Demo code implementing Tiled Shading, accompanying the article 'Tiled Shading' published in the journal of graphics, gpu, and game tools, in 2011.
@article{OlssonAssarsson2011,
author = {Ola Olsson and Ulf Assarsson},
title = {Tiled Shading},
journal = {journal of graphics, gpu, and game tools},
volume = {15},
number = {4},
pages = {235–-251},
year = {2011},
abstract = {In this article we describe and investigate tiled shading. The tiled techniques,
though simple, enable substantial improvements to both deferred and forward shading.

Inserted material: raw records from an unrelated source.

PR #1021, opened 2022-12-08
fix: Fix JingleSession handling.

bgrozev:
Participant.jingleSession is now set when we initially create the
JingleSession instance and send a session-initiate IQ. Whether the
session is active is kept track of using JingleSession.state.

### DIFF
--- a/jicofo-common/src/main/kotlin/org/jitsi/jicofo/xmpp/jingle/JingleSession.kt
+++ b/jicofo-common/src/main/kotlin/org/jitsi/jicofo/xmpp/jingle/JingleSession.kt
@@ -109,19 +109,25 @@ class JingleSession(
         sendIq: Boolean
     ) {
         logger.info("Terminating session with $remoteJid, reason=$reason, sendIq=$sendIq")
-        if (state != State.ACTIVE) logger.error("Sending session-terminate for session in state $state")
+        val oldState = state
         state = State.ENDED
 
+        if (oldState == State.ENDED) logger.warn("Terminating session which is already in state ENDED")
+
         if (sendIq) {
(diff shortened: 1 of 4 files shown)


jicofo-common/src/main/kotlin/org/jitsi/jicofo/xmpp/jingle/JingleSession.kt
```diff
@@ -88,11 +105,14 @@ class JingleSession(
     fun terminate(
         reason: Reason,
         message: String?,
-        sendTerminate: Boolean
+        /** Whether to send a session-terminate IQ, or only terminate the session locally. */
+        sendIq: Boolean
     ) {
-        logger.info("Terminating session with $remoteJid, reason=$reason, sendTerminate=$sendTerminate")
+        logger.info("Terminating session with $remoteJid, reason=$reason, sendIq=$sendIq")
+        if (state != State.ACTIVE) logger.error("Sending session-terminate for session in state $state")
```
JonathanLennox, line 112: Can this happen?  Do you definitely want to send session-terminate if you hit this, rather than bailing out?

Tiled Shading has been previously discussed only in terms of deferred shading (tiled deferred
shading). We contribute a more detailed description of the technique, introduce tiled forward
shading (a generalization of tiled deferred shading to also apply to forward shading), and a
thorough performance evaluation.}
Tiled Forward Shading has many of the advantages of deferred shading, for example, scene management and light management are decoupled. At the same time, unlike traditional deferred and tiled deferred shading, full screen antialiasing and transparency are trivially supported.

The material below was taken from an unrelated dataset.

PR #1023, opened 2022-12-13
feat: Keep track of participant features better, expose stats.

bgrozev:


jicofo-common/src/main/kotlin/org/jitsi/jicofo/xmpp/XmppCapsStats.kt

We also present a thorough comparison of the performance of tiled deferred, tiled forward, and traditional deferred shading. Our evaluation shows that tiled deferred shading has the least variable worst-case performance, and scales the best with faster GPUs. Tiled deferred shading is especially suitable when there are many light sources. Tiled forward shading is shown to be competitive for scenes with fewer lights, and is much simpler than traditional forward shading techniques.

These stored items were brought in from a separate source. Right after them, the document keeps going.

PR #1024, opened 2022-12-27
feat: cname is needed for better A/V synchronization

cinques:
https://datatracker.ietf.org/doc/html/draft-ietf-rtcweb-rtp-usage-00#section-4.9-2

https://datatracker.ietf.org/doc/html/rfc7022#section-4.1

Right now it is not possible to correlate the audio and video tracks of the remote participant from sdp

### DIFF
--- a/jicofo-common/src/main/kotlin/org/jitsi/jicofo/conference/source/Source.kt
+++ b/jicofo-common/src/main/kotlin/org/jitsi/jicofo/conference/source/Source.kt
@@ -33,6 +33,8 @@ data class Source(
     val name: String? = null,
     /** Optional msid */
     val msid: String? = null,
+    /** Optional cname */
+    val cname: String? = null,
     /** Optional video type (camera or desktop) */
     val videoType: VideoType? = null
 ) {
@@ -43,6 +45,8 @@ data class Source(
         sourcePacketExtension.name,
         sourcePacketExtension.getChildExtensionsOfType(ParameterPacketExtension::class.java)
             .filter { it.name == "msid" }.map { it.value }.firstOrNull(),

Tiled shading also enables simple transitioning between deferred and forward shading. We demonstrate how this can be used to handle transparent geometry, frequently a problem when using deferred shading.
Demo source code is available online at the address provided at the end of this paper.}, }
Run the executable by starting the file 'run.cmd'. If this fails, the most probable reason is that the system doesn't have the Visual Studio redistributable package(s) installed. Run 'install_redist.cmd' to install the redistributables for both Visual C++ 2008 and 2005, this is required as the DevIL binaries are linked against the 2005 version.
By default the demo will load the scene 'data/crysponza/sponza.obj', which is a slightly modified and repackaged version of the scene made available by Crytek: http://www.crytek.com/cryengine/cryengine3/downloads
To use another scene, just replace the command line argument. The only supported scene format is obj.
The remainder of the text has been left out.